* **Study material**

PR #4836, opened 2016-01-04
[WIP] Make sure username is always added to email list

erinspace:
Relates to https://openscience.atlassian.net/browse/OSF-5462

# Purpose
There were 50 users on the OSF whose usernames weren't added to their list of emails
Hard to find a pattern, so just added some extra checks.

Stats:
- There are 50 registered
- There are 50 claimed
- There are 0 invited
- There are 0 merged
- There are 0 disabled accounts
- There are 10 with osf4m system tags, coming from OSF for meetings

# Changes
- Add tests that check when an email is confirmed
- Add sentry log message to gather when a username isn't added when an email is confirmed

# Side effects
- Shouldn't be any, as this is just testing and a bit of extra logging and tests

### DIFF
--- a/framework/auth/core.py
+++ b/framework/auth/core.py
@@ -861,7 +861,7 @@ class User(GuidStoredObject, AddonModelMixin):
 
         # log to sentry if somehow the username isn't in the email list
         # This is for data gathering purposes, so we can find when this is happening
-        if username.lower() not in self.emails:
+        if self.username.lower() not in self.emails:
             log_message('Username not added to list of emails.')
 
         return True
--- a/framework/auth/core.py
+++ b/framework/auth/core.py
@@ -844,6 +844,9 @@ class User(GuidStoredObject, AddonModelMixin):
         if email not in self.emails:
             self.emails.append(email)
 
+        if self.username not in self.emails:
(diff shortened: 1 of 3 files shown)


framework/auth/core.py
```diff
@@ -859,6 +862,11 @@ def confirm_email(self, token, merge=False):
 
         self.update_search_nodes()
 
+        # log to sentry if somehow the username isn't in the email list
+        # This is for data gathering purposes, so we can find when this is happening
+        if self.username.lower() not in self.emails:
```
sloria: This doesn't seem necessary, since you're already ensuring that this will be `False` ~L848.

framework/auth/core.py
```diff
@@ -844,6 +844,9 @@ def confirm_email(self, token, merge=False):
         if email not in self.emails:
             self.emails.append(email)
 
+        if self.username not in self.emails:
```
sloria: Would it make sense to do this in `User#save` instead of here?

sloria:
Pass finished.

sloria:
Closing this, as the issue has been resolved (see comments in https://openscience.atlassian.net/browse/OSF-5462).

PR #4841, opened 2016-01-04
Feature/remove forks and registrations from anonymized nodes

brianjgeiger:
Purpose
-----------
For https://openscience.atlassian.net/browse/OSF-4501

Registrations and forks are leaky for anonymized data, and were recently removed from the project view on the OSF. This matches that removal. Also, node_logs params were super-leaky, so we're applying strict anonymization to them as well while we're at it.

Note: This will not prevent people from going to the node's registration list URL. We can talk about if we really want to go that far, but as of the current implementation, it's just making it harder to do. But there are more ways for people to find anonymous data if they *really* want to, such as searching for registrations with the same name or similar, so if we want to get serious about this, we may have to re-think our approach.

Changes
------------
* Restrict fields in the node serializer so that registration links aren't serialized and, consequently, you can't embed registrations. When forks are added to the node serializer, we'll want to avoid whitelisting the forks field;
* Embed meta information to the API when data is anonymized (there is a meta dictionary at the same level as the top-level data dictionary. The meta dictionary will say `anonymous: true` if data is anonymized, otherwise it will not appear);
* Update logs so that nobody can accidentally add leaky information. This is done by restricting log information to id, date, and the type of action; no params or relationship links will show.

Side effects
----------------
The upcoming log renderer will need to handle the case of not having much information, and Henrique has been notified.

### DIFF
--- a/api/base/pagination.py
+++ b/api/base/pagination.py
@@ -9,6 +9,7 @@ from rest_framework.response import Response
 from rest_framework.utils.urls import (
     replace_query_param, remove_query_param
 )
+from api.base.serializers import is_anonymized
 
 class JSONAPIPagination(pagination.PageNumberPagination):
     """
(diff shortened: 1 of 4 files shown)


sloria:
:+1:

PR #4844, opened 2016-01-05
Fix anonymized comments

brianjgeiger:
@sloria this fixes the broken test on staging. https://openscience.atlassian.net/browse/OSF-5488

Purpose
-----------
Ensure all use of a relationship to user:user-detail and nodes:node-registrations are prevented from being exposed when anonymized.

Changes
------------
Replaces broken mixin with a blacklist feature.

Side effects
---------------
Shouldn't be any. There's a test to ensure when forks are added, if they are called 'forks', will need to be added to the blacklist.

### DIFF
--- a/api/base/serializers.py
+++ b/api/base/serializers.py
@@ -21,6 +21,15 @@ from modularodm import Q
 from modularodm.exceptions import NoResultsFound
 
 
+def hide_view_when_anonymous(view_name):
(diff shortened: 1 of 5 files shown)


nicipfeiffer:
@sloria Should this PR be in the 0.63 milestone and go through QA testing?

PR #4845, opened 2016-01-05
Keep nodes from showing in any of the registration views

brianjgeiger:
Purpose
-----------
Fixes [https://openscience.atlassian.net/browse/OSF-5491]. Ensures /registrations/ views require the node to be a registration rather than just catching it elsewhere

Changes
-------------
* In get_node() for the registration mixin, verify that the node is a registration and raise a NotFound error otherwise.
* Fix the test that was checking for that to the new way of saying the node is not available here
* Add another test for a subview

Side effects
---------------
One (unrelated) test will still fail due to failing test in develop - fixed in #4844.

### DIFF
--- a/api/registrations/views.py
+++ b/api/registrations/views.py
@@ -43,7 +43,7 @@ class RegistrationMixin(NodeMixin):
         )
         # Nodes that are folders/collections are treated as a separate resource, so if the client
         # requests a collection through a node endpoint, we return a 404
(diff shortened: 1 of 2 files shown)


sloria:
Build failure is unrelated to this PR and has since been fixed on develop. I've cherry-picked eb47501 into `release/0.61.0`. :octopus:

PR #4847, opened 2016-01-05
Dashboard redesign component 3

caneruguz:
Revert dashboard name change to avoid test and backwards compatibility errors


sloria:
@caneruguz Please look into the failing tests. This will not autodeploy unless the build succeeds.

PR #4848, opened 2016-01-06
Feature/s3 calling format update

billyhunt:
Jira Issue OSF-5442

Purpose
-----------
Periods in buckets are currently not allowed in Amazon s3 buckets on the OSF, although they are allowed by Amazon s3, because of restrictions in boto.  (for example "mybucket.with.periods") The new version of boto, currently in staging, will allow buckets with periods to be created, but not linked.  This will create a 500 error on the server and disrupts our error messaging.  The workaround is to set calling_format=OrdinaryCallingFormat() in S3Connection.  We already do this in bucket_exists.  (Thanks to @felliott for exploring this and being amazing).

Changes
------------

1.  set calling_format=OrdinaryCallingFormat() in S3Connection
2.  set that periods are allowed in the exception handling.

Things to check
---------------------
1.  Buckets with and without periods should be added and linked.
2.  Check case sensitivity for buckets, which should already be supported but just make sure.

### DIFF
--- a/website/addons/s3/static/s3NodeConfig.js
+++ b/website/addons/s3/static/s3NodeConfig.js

==

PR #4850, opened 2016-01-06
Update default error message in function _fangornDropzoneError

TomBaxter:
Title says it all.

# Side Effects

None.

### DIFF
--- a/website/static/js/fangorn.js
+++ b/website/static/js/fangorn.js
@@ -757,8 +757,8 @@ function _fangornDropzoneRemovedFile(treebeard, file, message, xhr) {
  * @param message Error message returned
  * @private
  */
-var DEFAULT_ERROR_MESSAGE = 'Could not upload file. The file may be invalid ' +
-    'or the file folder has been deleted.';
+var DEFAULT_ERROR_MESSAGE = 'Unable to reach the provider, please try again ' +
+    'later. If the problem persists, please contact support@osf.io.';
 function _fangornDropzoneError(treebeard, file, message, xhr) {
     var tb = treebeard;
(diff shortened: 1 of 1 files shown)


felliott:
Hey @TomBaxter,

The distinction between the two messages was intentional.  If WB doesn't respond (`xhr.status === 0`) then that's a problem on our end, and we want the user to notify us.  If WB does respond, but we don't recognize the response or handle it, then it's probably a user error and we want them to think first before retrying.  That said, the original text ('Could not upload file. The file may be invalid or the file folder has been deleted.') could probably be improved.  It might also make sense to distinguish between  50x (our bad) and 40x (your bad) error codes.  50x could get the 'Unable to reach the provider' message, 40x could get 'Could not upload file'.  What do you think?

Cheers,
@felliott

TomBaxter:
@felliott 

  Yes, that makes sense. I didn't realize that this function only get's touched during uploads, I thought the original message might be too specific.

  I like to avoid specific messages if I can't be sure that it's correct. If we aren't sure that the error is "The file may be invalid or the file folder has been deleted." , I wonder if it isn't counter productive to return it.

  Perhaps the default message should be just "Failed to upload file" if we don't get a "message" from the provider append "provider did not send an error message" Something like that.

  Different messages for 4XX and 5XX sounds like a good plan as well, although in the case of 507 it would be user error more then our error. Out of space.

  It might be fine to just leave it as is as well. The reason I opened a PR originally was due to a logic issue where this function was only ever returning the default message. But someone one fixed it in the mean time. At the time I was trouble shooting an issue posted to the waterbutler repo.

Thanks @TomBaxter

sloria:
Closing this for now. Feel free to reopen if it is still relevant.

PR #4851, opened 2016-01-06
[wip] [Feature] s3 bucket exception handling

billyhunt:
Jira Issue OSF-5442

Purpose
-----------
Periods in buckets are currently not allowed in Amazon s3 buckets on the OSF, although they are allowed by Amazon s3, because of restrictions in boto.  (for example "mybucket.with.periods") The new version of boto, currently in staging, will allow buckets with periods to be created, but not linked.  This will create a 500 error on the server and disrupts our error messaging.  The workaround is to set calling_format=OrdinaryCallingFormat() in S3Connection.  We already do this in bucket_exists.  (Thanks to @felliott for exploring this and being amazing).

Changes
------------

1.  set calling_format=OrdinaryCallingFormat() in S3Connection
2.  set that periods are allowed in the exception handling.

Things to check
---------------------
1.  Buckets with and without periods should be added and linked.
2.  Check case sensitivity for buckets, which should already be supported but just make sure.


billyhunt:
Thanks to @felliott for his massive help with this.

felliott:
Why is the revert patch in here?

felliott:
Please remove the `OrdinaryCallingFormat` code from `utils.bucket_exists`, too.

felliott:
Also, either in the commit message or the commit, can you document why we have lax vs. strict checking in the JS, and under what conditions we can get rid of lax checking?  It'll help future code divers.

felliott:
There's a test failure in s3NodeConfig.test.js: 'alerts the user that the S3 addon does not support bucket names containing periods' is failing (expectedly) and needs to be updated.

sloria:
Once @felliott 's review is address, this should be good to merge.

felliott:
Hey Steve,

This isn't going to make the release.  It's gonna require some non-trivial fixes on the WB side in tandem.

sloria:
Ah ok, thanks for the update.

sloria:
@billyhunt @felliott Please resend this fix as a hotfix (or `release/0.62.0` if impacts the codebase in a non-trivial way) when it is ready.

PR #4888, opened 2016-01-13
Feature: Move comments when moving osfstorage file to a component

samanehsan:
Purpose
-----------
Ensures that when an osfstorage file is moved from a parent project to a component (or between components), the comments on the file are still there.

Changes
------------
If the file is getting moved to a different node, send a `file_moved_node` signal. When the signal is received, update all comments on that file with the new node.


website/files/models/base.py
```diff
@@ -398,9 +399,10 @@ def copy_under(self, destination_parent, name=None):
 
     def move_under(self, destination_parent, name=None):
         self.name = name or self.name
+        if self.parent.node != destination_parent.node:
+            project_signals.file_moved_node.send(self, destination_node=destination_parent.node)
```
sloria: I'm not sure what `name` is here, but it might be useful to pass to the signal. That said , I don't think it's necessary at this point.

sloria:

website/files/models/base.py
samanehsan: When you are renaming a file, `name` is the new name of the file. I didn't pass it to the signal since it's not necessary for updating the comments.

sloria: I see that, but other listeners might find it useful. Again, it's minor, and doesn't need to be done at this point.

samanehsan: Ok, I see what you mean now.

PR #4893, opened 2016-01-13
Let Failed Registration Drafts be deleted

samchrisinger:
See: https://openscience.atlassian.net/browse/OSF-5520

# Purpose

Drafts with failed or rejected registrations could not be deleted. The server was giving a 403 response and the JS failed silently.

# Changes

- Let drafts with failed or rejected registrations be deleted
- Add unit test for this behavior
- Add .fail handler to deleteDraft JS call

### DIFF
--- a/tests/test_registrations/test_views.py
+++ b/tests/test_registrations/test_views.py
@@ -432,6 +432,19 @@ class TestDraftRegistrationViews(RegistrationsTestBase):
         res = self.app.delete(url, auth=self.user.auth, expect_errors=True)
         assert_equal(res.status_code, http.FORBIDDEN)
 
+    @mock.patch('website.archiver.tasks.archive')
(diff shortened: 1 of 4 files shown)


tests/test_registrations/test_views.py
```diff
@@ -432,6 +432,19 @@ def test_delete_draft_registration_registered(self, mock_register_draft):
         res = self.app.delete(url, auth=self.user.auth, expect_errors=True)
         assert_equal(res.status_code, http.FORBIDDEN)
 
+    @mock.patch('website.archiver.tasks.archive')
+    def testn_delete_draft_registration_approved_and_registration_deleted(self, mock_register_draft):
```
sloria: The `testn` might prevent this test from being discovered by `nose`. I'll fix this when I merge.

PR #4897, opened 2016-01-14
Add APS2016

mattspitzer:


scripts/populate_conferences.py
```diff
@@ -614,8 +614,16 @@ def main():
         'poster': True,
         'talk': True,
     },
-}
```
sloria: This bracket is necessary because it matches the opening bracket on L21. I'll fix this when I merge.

* **Work instructions**
Please copy out each line in the entries that mentions the string "into".

* **Answer to the exercise**
Build failure is unrelated to this PR and has since been fixed on develop. I've cherry-picked eb47501 into `release/0.61.0`. :octopus:
@caneruguz Please look into the failing tests. This will not autodeploy unless the build succeeds.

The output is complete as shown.